Fractional data types

There's likely a good solution to this already, but it eludes me:  Why are there no fraction data types at the same basic level at int, char, and float?

A lot of statistical operations, like matrix inversions, are computationally very expensive. Part of the reason they take so long to perform for large matrices is because of all the division of numbers that's going on. Compared to addition and multiplication, division of floating point numbers is very hard for computers. It has to be done in a form of binary long division, which involves a subtraction and multiplication for each bit.

However, division of fractions is simply cross-multiplication, which is cheap.
Consider a double length float in a 32-bit system. It has 64 bits, 52 which store the actual number ( the mantissa), 11 which store how large the number is, and 1 for the plus or minus sign.

Modelled on this, a 64-bit fraction data type could have two 28-bit mantissae, 11 bits for the magnitude, and 1 for the sign.

Note that fractions are not unique representations of numbers. 18/12 is 6/4 is 3/2. We can exploit that to use only a single sign and magnitude for the fraction as a whole.

Conversion from fraction to double is a simple division, so we can't avoid division entirely, but we could do intermediate steps as fractions.

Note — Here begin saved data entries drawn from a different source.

PR #3522, opened 2026-04-29
fix(registry): wire ?source= filter on GET /api/brands/registry

### LINKED ISSUE #3521: Brand Registry API: source filter parameter has no effect (all values return same results)
## Summary

The `source` query parameter on the brand registry API endpoint has no effect — all three values return the same unfiltered results.

## Steps to Reproduce

```
GET https://agenticadvertising.org/api/brands/registry?source=enriched
GET https://agenticadvertising.org/api/brands/registry?source=brand_json
GET https://agenticadvertising.org/api/brands/registry?source=community
```

All three return identical results.

## Expected Behavior

Each value should filter results to the corresponding source type:
-`brand_json` — only brands with a live `/.well-known/brand.json` on their domain
-`enriched` — only brands sourced from Brandfetch API
-`community` — only manually contributed entries

## Actual Behavior

All three `source` values return the same result set. The filter appears to be ignored entirely — likely the query parameter is not being passed to or applied in the registry query.

## Impact

Blocks any tooling or dashboard that needs to distinguish self-hosted (authoritative) brands from community/enriched entries — including the proposed adoption dashboard (see related issue).

## Relevant Spec

- Registry source types: `docs/registry`
- Related: Brand Registry adoption dashboard feature request

bokelley:
Closes #3521

## Summary

The `?source=` query parameter on `GET /api/brands/registry` was silently ignored — `brand_json`, `enriched`, and `community` all returned identical unfiltered results. Root cause: the route handler never read `req.query.source`, and `getAllBrandsForRegistry` had no source filter in its WHERE clause (the field existed in `ListBrandsOptions` but was unused).

**Changes:**
- Refactor `getAllBrandsForRegistry` to use a dynamic param builder (matching `listDiscoveredBrands`) so `source_type` can be added as a parameterized WHERE clause without breaking hard-coded positional indices
- Add `getBrandRegistryStats` for always-global per-source counts; stats remain registry-wide even when a source filter narrows the brands list — parallel to `/api/properties/registry`
- Route handler reads, validates, and passes `req.query.source` to the DB layer; invalid values return `400`
- OpenAPI spec updated: `source` param documented with enum, `stats` schema corrected to include `houses`/`sub_brands`/`with_manifest` fields that were already being returned but undeclared

**Behavior change:** callers currently sending `?source=brand_json` (or any source value) will now receive filtered results instead of the full set. This is the intended fix — prior behavior was a bug.

## Non-breaking justification

Adds filtering to a query parameter that was previously accepted but had no effect. No schema fields removed, renamed, or made required. Existing callers that omit `?source=` are unaffected. Callers that send a source value were already getting broken (unfiltered) behavior; the fix corrects that.

## Pre-PR review

- **adtech-product-expert:** approved — confirmed `brand_json` filter should use `source_type = 'brand_json'` only (not `OR is_public = true`, which over-captures verified community brands); stats-global design matches properties endpoint; `stub` correctly excluded from API surface
- **code-reviewer:** in progress (background review — will update PR if blockers found)

> issue). To unblock:
>
>   fix → push.
>   issue.
>
> for context.

Session: https://claude.ai/code/session_0123iCfH798VyHHPzoWozmqB

---
_Generated by [Claude Code](https://claude.ai/code/session_0123iCfH798VyHHPzoWozmqB)_


bokelley:
## Pre-PR review — one blocker needs human decision

**@bokelley, your call on `?source=brand_json` semantics.**

Two experts disagree on whether `is_public = true` rows belong in the `brand_json` filter. The answer is a product decision, not a code question — both implementations are internally consistent if you also align the stats. Here's the concrete choice:

---

**Option A — `source_type = 'brand_json'` only (current branch)**

```sql
-- WHERE clause added when ?source=brand_json
brands.source_type = $N   -- 'brand_json'
```

Returns only crawler-discovered brands. Owner-registered brands (`createHostedBrand` inserts with `source_type='community', is_public=true`) are **excluded**. **Requires also changing `getBrandRegistryStats`** so `stats.brand_json` doesn't count `is_public=true` rows — otherwise stats banner shows N brands but the list returns fewer.

**Option B — `source_type = 'brand_json' OR is_public = true`**

```sql
-- WHERE clause added when ?source=brand_json
(brands.source_type = 'brand_json' OR brands.is_public = true)
```

Returns crawler-discovered brands **and** owner-registered brands (shown as `source='hosted'` in response). `stats.brand_json` already counts both groups (matches the original in-memory calculation). Internally consistent — stats and list agree. Reporter's intent ("brands with a live /.well-known/brand.json") arguably includes owner-registered entries since those owners proved domain control to publish.

---

**Second blocker (uncontroversial):** No tests cover the new `source_type` filter. Need at minimum: `?source=brand_json` returns expected rows, `?source=community` excludes hosted brands, `?source=enriched` returns only enriched rows. Happy to add these once the semantic question above is resolved.

Session: https://claude.ai/code/session_0123iCfH798VyHHPzoWozmqB

---

bokelley:
## Resolved both blockers — design departed from prior draft

**On the `brand_json` semantics question:** chose neither Option A nor Option B exactly. Both produce a filter↔response mismatch because the response labels `is_public=true` rows as `'hosted'` regardless of `source_type`. The right answer is round-trip semantics — `?source=X` returns rows the response will label `source=X`.

### What changed vs. the prior draft

| | Prior draft | This commit |
|---|---|---|
| Input enum | `brand_json \| community \| enriched` (rejects `hosted` with 400) | `hosted \| brand_json \| community \| enriched` |
| `?source=brand_json` | `source_type='brand_json'` only | `source_type='brand_json' AND is_public IS NOT TRUE` |
| `stats.brand_json` | `source_type='brand_json' OR is_public=true` (mixes hosted) | `source_type='brand_json' AND is_public IS NOT TRUE` (disjoint) |
| `stats.hosted` | not present | `is_public = true` |

### Why `hosted` belongs in the input enum

The reporter explicitly tested `?source=hosted` ("The 'hosted' param returns the same as other filters"). They expected it because the response exposes `source='hosted'` for `is_public=true` rows. Rejecting `hosted` with 400 would surprise anyone discovering the API by inspecting response values.

`server/public/admin-brands.html` already independently confirms this is the desired model:
- **Filter dropdown** (line 356-362): four options — `brand_json | hosted | community | enriched`
- **Stats cards** (line 546-548): separate `statAuthoritative` ← `stats.brand_json` and `statHosted` ← `stats.hosted`. Today `statHosted` always shows 0 because no one populates it. After this fix it shows the real count.

### Round-trip property

Buckets are disjoint and reconcile: `hosted + brand_json + community + enriched ≡ total` (excluding internal `stub`). Tested in `brand-registry-list.test.ts` — "all four filter values partition the four seeded rows".

### Pathological case covered

A row with `source_type='brand_json' AND is_public=true` would be labeled `'hosted'` in the response. Test "?source=brand_json excludes hosted rows even if source_type would match" asserts the filter respects the response label, not the column.

### OpenAPI yaml

The yaml regen catches up unrelated drift from prior commits to main (verification badges, etc.) on top of the brand-registry section. The `test:openapi` CI gate is now satisfied.

### Tests

14/14 pass. Six new test cases added: per-source filter round-trip, mixed-bucket pathological row, four-bucket partition equality, no-default-on-omitted-source regression, and stats reconciliation.

bokelley:
## Final verification before merge

**Local docker stack tested end-to-end with seeded mixed-source data** (docker-compose up; postgres seeded with 3 rows covering all four source types alongside the 205 hosted seed brands).

### API layer (curl)

| Filter | Returns | Stats |
|---|---|---|
| `?source=hosted` | 205 brands, all `source==='hosted'` | `hosted: 205` |
| `?source=brand_json` | 1 brand (test-bj.example.com) | `brand_json: 1` |
| `?source=community` | 1 brand (test-comm.example.com) | `community: 1` |
| `?source=enriched` | 1 brand (test-enr.example.com) | `enriched: 1` |
| `?source=bogus` | HTTP 400 with valid values listed | — |
| (no filter) | 208 brands | `total: 208` |

`hosted + brand_json + community + enriched = 205 + 1 + 1 + 1 = 208 = total` ✅

### UI layer (playwright, 17 assertions)

`/admin/brands` (after dev-login as admin):
- ✅ All four stat cards render: total=208, authoritative=1, **hosted=205** (was always 0 before this fix), enriched=1
- ✅ Source dropdown has all 5 options: All Sources, Authoritative (brand.json), Hosted by Us, Community Contributed, Enriched (Brandfetch)
- ✅ Selecting "Authoritative (brand.json)" filters table to 1 row
- ✅ Selecting "Hosted by Us" filters table to 205 rows

`/brands.html` (public):
- ✅ "brand.json" stat card renders (now strictly counts crawler-discovered live `/.well-known/brand.json`; flagged in changeset)

Screenshots saved locally; happy to attach if useful.

### Expert reviews

**code-reviewer**: clean, ready to push. SQL parameterization correct, WHERE↔response-CASE alignment verified for the pathological `source_type='brand_json' AND is_public=true` case, Zod enum and runtime guard match, no orphan references to the removed mapping.

**adtech-product-expert**: API design is right; flagged forward-looking concerns about `hosted` vocabulary and orthogonal `has_brand_json` attribute. Tracked in follow-up #3632 — out of scope for #3521 (renaming the response field is breaking for every client). Public stat card behavior change documented in changeset.

### Last commit

`b90e48575e test(registry): assert getBrandRegistryStats honors search arg` — addressed code-reviewer's most-valuable nit (regression test on the stats search arg, mirroring the bug we just fixed for the list endpoint).

Going to admin-merge once CI is green.

PR #3484, opened 2026-04-28
feat(public-site): dark-mode legibility pass across registry, stories, members

katiecooperco:
## Summary

- Replace hardcoded `#fff`/`white` and raw-palette (`-50/-100`, `gray-600/700`) bgs and text colors across the public AAo site with semantic dark-mode-aware tokens (`--color-surface`, `--color-bg-card`, `--color-bg-subtle`, `--color-text`, `--color-brand-bg`).
- Add new semantic pairs `--color-{success,warning,error}-{bg,fg}` to `design-system.css` — alias the existing `-100`/`-700` palette in light mode, swap to translucent rgba bg + lighter foreground in dark mode — then point status pills, track pills, and tag badges at them so they read natively in both modes (e.g. `.status-badge`, `.track-pill`, policies `.badge-*`, member-card `.visibility-badge.public`/`.agent-badge`/`.data-provider-badge`, agents `.tool-error-box`, `.ds-pill.active`).
- Activity-metric stat cards on community/hub + membership/hub switch from raw pastel fills to a left-border accent over `--color-bg-subtle` so colored differentiation survives in both modes.
- Bundles a `docker-compose.yml` fix (`ALLOW_DEV_MODE_IN_PROD=true`) needed for local Docker boot — `auth.ts` refuses to start when `DEV_USER_*` and `NODE_ENV=production` coexist without the documented override (broken on `main` already).

Affects: `layout.css`, `design-system.css`, `member-card.js` (JS-injected styles), and per-page CSS in agents/brands/certification/committees/events/members/policies/publishers, community/hub, membership/hub, plus stories/the-pitch/the-shelf/the-studio. 18 files, +207/−157.

## Test plan

- [x] Puppeteer dark-mode screenshots of `/`, `/stories`, `/agents.html`, `/members`, `/certification`, `/community/`, `/committees`, `/events`, `/policies`, `/publishers`, `/brands`, `/registry/?tab=*`, `/stories/the-pitch|the-shelf|the-studio`
- [ ] Manual verification in Conductor / browser at `http://localhost:55090/registry/?tab=members` and `/certification` with `prefers-color-scheme: dark`
- [ ] Manual verification in light mode (no visual regression — semantic tokens resolve to the same hex as the originals where applicable)

🤖 Generated with [Claude Code](https://claude.com/claude-code)

PR #3531, opened 2026-04-29
feat(public-site): dark-mode legibility pass across registry, stories, members

katiecooperco:
## Summary

- Replace hardcoded `#fff`/`white` and raw-palette (`-50/-100`, `gray-600/700`) bgs and text colors across the public AAo site with semantic dark-mode-aware tokens (`--color-surface`, `--color-bg-card`, `--color-bg-subtle`, `--color-text`, `--color-brand-bg`).
- Add new semantic pairs `--color-{success,warning,error}-{bg,fg}` to `design-system.css` — alias the existing `-100`/`-700` palette in light mode, swap to translucent rgba bg + lighter foreground in dark mode — then point status pills, track pills, and tag badges at them so they read natively in both modes (e.g. `.status-badge`, `.track-pill`, policies `.badge-*`, member-card `.visibility-badge.public`/`.agent-badge`/`.data-provider-badge`, agents `.tool-error-box`, `.ds-pill.active`).
- Activity-metric stat cards on community/hub + membership/hub switch from raw pastel fills to a left-border accent over `--color-bg-subtle` so colored differentiation survives in both modes.
- Bundles a `docker-compose.yml` fix (`ALLOW_DEV_MODE_IN_PROD=true`) needed for local Docker boot — `auth.ts` refuses to start when `DEV_USER_*` and `NODE_ENV=production` coexist without the documented override (broken on `main` already).

Affects: `layout.css`, `design-system.css`, `member-card.js` (JS-injected styles), and per-page CSS in agents/brands/certification/committees/events/members/policies/publishers, community/hub, membership/hub, plus stories/the-pitch/the-shelf/the-studio. 18 files, +207/−157.

Replaces fork-based #3484.

## Test plan

- [x] Puppeteer dark-mode screenshots of `/`, `/stories`, `/agents.html`, `/members`, `/certification`, `/community/`, `/committees`, `/events`, `/policies`, `/publishers`, `/brands`, `/registry/?tab=*`, `/stories/the-pitch|the-shelf|the-studio`
- [ ] Manual verification in Conductor / browser at `http://localhost:55090/registry/?tab=members` and `/certification` with `prefers-color-scheme: dark`
- [ ] Manual verification in light mode (no visual regression — semantic tokens resolve to the same hex as the originals where applicable)

### DIFF
--- a/docker-compose.yml
+++ b/docker-compose.yml
@@ -31,6 +31,9 @@ services:
       - ALLOW_INSECURE_COOKIES=true
       - DEV_USER_EMAIL=dev@example.com
       - DEV_USER_ID=dev-user-123
+      # Override the prod-shape boot guard (docker-compose intentionally sets
+      # NODE_ENV=production + DEV_USER_*; auth.ts refuses to boot without this)
+      - ALLOW_DEV_MODE_IN_PROD=true
       - AGENT_TOKEN_ENCRYPTION_SECRET=local-dev-encryption-key-32chars!
       # Override .env.local keys with dummy values (satisfies module guards, dev mode bypasses auth)
       - WORKOS_API_KEY=sk_test_dummy_local_dev_00000000000
--- a/server/public/brands.html
+++ b/server/public/brands.html
@@ -10,7 +10,7 @@
   <link rel="stylesheet" href="/layout.css">
   <style>
     body {
-      background: #fff;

Conversion from double to fraction is harder. It can be done in a arbitrary manner, of setting the denominator to 1, but in the above system, 28 bits of precision are lost, and the whole denominator is wasted storing '1'.

Is there a way to convert a double to fraction to minimize loss? Can it be determined in a way that's cheap enough to make conversion worthwhile? My uninformed hunch is converting x to x^1.5 / x^0.5 would work, but square roots are still a bit costly, and I have no idea if it's particularly good at preserving precision.

Any ideas?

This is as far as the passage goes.